Otherwise Gran’s cousin Tom and his terrible temper might be back to wreak revenge.
Politically correct poppies
SO now the England footballers will be able to wear poppies on their armbands. Good, I suppose.
But...
The poppy is a fantastic symbol and most of us choose to wear one as a personal mark of respect and as a way of giving some money to help.
But now footballers are going to have to wear a poppy, presumably whether they want to or not. The BBC and other broadcasting organisations clearly have a huge box of poppies in every studio and no one’s allowed on air without one. Politicians daren’t be seen without one.
It is no longer a free and personal choice, but almost compulsory and is in danger of becoming another form of political correctness, compelling us all to conform.

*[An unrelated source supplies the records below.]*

PR #318, opened 2024-09-05
change spacing to be more consistent

leekillough:
This changes the spacing in some tables and declarations to look better.

Also, some `std::map` were changed to `std::unordered_map`. Unless the keys in a map must be kept in sorted order (such as to iterate across all keys in the map in sorted order), then `std::unordered_map` is generally faster.


kpgriesser (approved):
I don't foresee any problems with the map ordered/unordered changes

PR #320, opened 2024-09-06
Use enum instead of macros; fix bug where cbo.clean and cbo.flush were switched

leekillough:
Use `enum class` instead of macros in `Zicbom.h` for consistent type-safe naming.

Change `enum RevImmFunc` to `enum class RevImmFunc` to reduce the chances of naming conflicts.  Change all of its usages to have `RevImmFunc::` prefix (that is the bulk of the source changes in terms of lines of code).

Fix bug where `cbo.clean` and `cbo.flush` actions were reversed because their macro definitions were backwards.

Is this why wars were fought?
Planet teacher
OF course teachers, head teachers and all the public sector workers deserve decent pensions. But so do the rest of us.
And while our pensions are costing us more and paying out less, do they really expect us to chip in cheerfully from our own rapidly shrinking purses just to keep someone else’s pension safe? What planet are they on?
The bus pass jungle
IT’S the bus pass jungle this year. Not content with colonising Strictly Come Dancing, now the over-60s have been invited en masse on to I’m a Celebrity, Get Me Out of Here. New recruits include Lorraine Chase, 60, Willie Carson, 68, – pictured right – Freddie Starr, 68 and Stefanie Powers, 69.

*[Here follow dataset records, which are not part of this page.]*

PR #321, opened 2024-09-10
Fast print utility

kpgriesser:
This custom ECALL is intended to help debug code by providing non-intrusive printf functionality to help speed up rev application and rev test code development. It is currently  limited to 1K output chars and takes a format string and up to 6 numeric parameters.

Advantages:
- allows formatting for numeric values
- thread safe with respect to other harts.
- single cycle execution
- does not clutter execution trace when someone just wants to print a few values.
- xml tagging allows for post-processing script to extract the printed strings.

Disadvantages:
- restricting usage to using only 1 numeric parameters and a 1K char buffer.
- cannot pass in strings as parameters.

Example:

```
#define printf rev_fast_printf
// ... bunch of code
      printf("Failed: check_data[%d]=0x%lx dram_src[%d]=0x%lx\n",
              i, check_data[i], i, dram_src[i]);
```

Output:
```
RevCPU[cpu0:operator():10080000]: <rev-print>Failed: check_data[0]=0xffffffffaced0000 dram_src[0]=0xffffffffaced0000
</rev-print>
```

### DIFF
--- a/common/syscalls/syscalls.h
+++ b/common/syscalls/syscalls.h
@@ -673,7 +673,7 @@ REV_SYSCALL( 9006, void dump_thread_mem( ) );
 REV_SYSCALL( 9007, void dump_thread_mem_to_file( const char* outputFile ) );
 
 // ==================== REV PRINT UTILITIES
-REV_SYSCALL( 9110, int rev_fast_printf(const char* format, uint64_t a1=0, uint64_t a2=0, uint64_t a3=0, uint64_t a4=0, uint64_t a4=0, uint64_t a6=0) );
+REV_SYSCALL( 9110, int rev_fast_printf(const char* format, uint64_t a1=0, uint64_t a2=0, uint64_t a3=0, uint64_t a4=0, uint64_t a5=0, uint64_t a6=0) );
 
 // clang-format on
 
--- a/common/syscalls/syscalls.h
+++ b/common/syscalls/syscalls.h
@@ -671,6 +671,10 @@ REV_SYSCALL( 9004, void dump_valid_mem( ) );
 REV_SYSCALL( 9005, void dump_valid_mem_to_file( const char* outputFile ) );
 REV_SYSCALL( 9006, void dump_thread_mem( ) );
 REV_SYSCALL( 9007, void dump_thread_mem_to_file( const char* outputFile ) );
+
+// ==================== REV PRINT UTILITIES
+REV_SYSCALL( 9110, int rev_fast_printf(const char* format, uint64_t a1=0, uint64_t a2=0, uint64_t a3=0, uint64_t a4=0, uint64_t a4=0, uint64_t a6=0) );
+
 // clang-format on
 
 #endif  //SYSCALL_TYPES_ONLY
--- a/common/syscalls/syscalls.h
+++ b/common/syscalls/syscalls.h
@@ -673,7 +673,9 @@ REV_SYSCALL( 9006, void dump_thread_mem( ) );
 REV_SYSCALL( 9007, void dump_thread_mem_to_file( const char* outputFile ) );
 
 // ==================== REV PRINT UTILITIES
+#ifdef __cplusplus
 REV_SYSCALL( 9110, int rev_fast_printf(const char* format, uint64_t a1=0, uint64_t a2=0, uint64_t a3=0, uint64_t a4=0, uint64_t a5=0, uint64_t a6=0) );
+#endif
 
 // clang-format on
 
--- a/include/RevCore.h
+++ b/include/RevCore.h
@@ -306,8 +306,8 @@ private:
   std::function<uint32_t()> const GetNewThreadID;
 
   // If a given assigned thread experiences a change of state, it sets the corresponding bit
-  std::vector<std::unique_ptr<RevThread>>
-    ThreadsThatChangedState{};  ///< RevCore: used to signal to RevCPU that the thread assigned to HART has changed state
+  std::vector<std::unique_ptr<RevThread>> ThreadsThatChangedState{
+  };  ///< RevCore: used to signal to RevCPU that the thread assigned to HART has changed state
 
   SST::Output* const                output;                       ///< RevCore: output handler
   std::unique_ptr<RevFeature>       CreateFeature();              ///< RevCore: Create a RevFeature object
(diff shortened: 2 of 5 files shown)


jleidel (approved):
would it be useful to store some sort of format enum as an integer in `a1`.  Something that corresponds to an enum table.  EG:

```
switch( RegFile->GetX<uint64_t>( RevReg::a0 ) ){
case 0 : str = "ERROR"; break;
case 1 : str = "NOTICE"; break;
default: ... 
}
```

otherwise, looks good as is.  I don't think this will collide with the Forza encodings for ECalls

leekillough:
Please wait for my review. I'm chasing a storm.

kpgriesser:
To John's point, I could add variants which support standard 'NOTICE, WARNING, FATAL' prefixes which would benefit. Since I'm using sst::Output we could use FATAL to exit the simulation ( an improvement over just crashing on an assert ). For these, I would suggest another PR that builds on this one.

common/syscalls/syscalls.h
```diff
@@ -671,6 +671,10 @@ REV_SYSCALL( 9004, void dump_valid_mem( ) );
 REV_SYSCALL( 9005, void dump_valid_mem_to_file( const char* outputFile ) );
 REV_SYSCALL( 9006, void dump_thread_mem( ) );
 REV_SYSCALL( 9007, void dump_thread_mem_to_file( const char* outputFile ) );
+
+// ==================== REV PRINT UTILITIES
+REV_SYSCALL( 9110, int rev_fast_printf(const char* format, uint64_t a1=0, uint64_t a2=0, uint64_t a3=0, uint64_t a4=0, uint64_t a5=0, uint64_t a6=0) );
+
```
leekillough, line 679: Have you considered variadic templates (`uint64_t ...a`)?

They would allow an arbitrary number of arguments without having to use default values or placeholders.

include/RevCore.h
```diff
@@ -671,7 +671,10 @@ class RevCore {
 
   EcallStatus ECALL_dump_thread_mem();         // 9006, dump_thread_mem()
   EcallStatus ECALL_dump_thread_mem_to_file(); // 9007, dump_thread_mem_to_file(const char* outputFile)
-  // clang-format on
+
+  // =============== REV print utilities
+  EcallStatus ECALL_fast_printf();             // 9010, rev_fast_printf(const char *, uint64_t a1=0, uint64_t a2=0, uint64_t a3=0, uint64_t a4=0, uint64_t a5=0, uint64_t a6=0)
+    // clang-format on
```
leekillough, line 677: Variadic templates would make it simple to pass an arbitrary number of arguments. `std::forward` is used to pass the rvalue-ness of the arguments.

leekillough:
`asprintf()` can be used to avoid the 1024-character limit. It automatically allocates memory, which should be passed to `free()`. It returns `-1` if there is an error.

include/RevCore.h
kpgriesser: I originally was using a variadic but they did not work on that version of REV ( much earlier this year ).  I will try it again on the latest version of REV. I would be good to confirm that the variadics now work.

leekillough: Well, since you're accessing each `ECALL` argument (`a0-a7`) separately, the variadics may be only useful at the C++ level but not lower-level.

You may also have to be concerned with `XLEN` being 32- or 64-bits, although 64-bits (`uint64_t`) should be safe at the C++ interface level.

leekillough: By the way, even if `XLEN==32`, if you use `GetX<uint64_t>(reg)`, the 32-bit register will be zero-extended to 64 bits. Similarly. `GetX<int64_t>(reg)` will sign-extend the 32-bit register to 64 bits.

Using size-specific types like `uint64_t` is strongly encouraged instead of using types like `unsigned` or `long`.

leekillough:
Go ahead if it passes all tests

include/RevCore.h
leekillough: > I originally was using a variadic but they did not work on that version of REV ( much earlier this year ). I will try it again on the latest version of REV. I would be good to confirm that the variadics now work.

It should not depend on the Rev version. Variadic templates are a C++11 feature and we've been compiling Rev with C++17 for over a year. If you use non-type template arguments like `<uint64_t... args>` then a variable number of integer arguments should be passed to the function.

kpgriesser:
Keeping this open after finding a fly in the ointment. When compiling with gcc instead of g++ the default function parameters will not compile.  For the time being, the function will be omitted from syscalls.h unless c++ is detected.
```
+#ifdef __cplusplus
 REV_SYSCALL( 9110, int rev_fast_printf(const char* format, uint64_t a1=0, uint64_t a2=0, uint64_t a3=0, uint64_t a4=0, uint64_t a5=0, uint64_t a6=0) );
+#endif
```

leekillough:
> Keeping this open after finding a fly in the ointment. When compiling with gcc instead of g++ the default function parameters will not compile. For the time being, the function will be omitted from syscalls.h unless c++ is detected.
> 
> ```
> +#ifdef __cplusplus
>  REV_SYSCALL( 9110, int rev_fast_printf(const char* format, uint64_t a1=0, uint64_t a2=0, uint64_t a3=0, uint64_t a4=0, uint64_t a5=0, uint64_t a6=0) );
> +#endif
> ```

Up to now our `syscalls.h` API has been C-compatible. Default arguments is a C++ feature.

You can use `<stdarg.h>` varargs to make it C-compatible, but you'll need to use a sentinel value to indicate the end of list, or make the count depend on an earlier parameter.

leekillough:
> You can use `<stdarg.h>` varargs to make it C-compatible, but you'll need to use a sentinel value to indicate the end of list, or make the count depend on an earlier parameter.

The `vfprintf()` functions can be used to pass `varargs` to your version of `printf`, and the argument list length will be automatically deduced from the format string. You need to declare your function like this:
```
#include <stdarg.h>

int rev_fast_printf( const char* format, ... ) {
   va_list args;
   va_start( args, format );
   vfprintf( stdout, format, args );
   va_end( args );
   return 0;
}
```

This is C-compatible and will accept any number of arguments of any types. You can also use the GCC `__attribute__((format))` on the function to enforce matching of format to arguments (see [this](https://gcc.gnu.org/onlinedocs/gcc/Common-Function-Attributes.html) ).

You might need to use `vsnprintf()` instead of `vprintf()` if you need to buffer to a string instead of producing direct IO.

leekillough:
I am going to modify your changes to allow a general `printf` format string and work with C.

leekillough:
Please see this commit:

https://github.com/leekillough/rev/commit/12818964da2110efaa8ef84e6601043f09f9f9f0

It's sort of a hack, but it:

1. Uses `varargs` C syntax to pass arguments, exactly how `vprintf` and related functions work. There is no need to test for C++.
2. Uses `__attribute__((format ...))` to indicate that `rev_fast_printf()` is a `printf()`-style function, and produces warnings if the arguments don't match the format string.
3. Grabs 32- or 64-bit RISC-V `ECALL` arguments based on `XLEN`. Right now it really can only work for `XLEN`-sized integers. I have not tested it with `XLEN==32` because my toolchain doesn't support RV32.
4. Calls `asprintf()` on the host to automatically allocate memory for the string result, and calls `free()` if there are no errors.

leekillough:
On that last `asprintf` point: I realize it might not exist on MacOS. I'm willing to go back to the `1024` or whatever `snprintf` buffer limit.

The rest of my changes are much more important.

Programme makers say that viewers like older celebrities because they bring “more charisma, jokes and life experience”.
The skin might not be so dewy, the hair not as glossy, the muscles not so toned, and the hips and knees definitely dodgy – but at least grown-ups make life interesting.
Backchat
Dear Sharon,
OVER recent weeks in news coverage of events at St Paul’s I have seen several reports that a reduction in tourists, put off by the protestors, has seen a reduction in the earnings of the cathedral
shop. No mention of entrance charges until at the weekend I saw an article saying that admission to St Pauls is £14.50.
If this is true, it makes York cheap at £9, Chester a bargain at £5 and Durham, contributions, the deal of a lifetime - Martin Birtle, by email.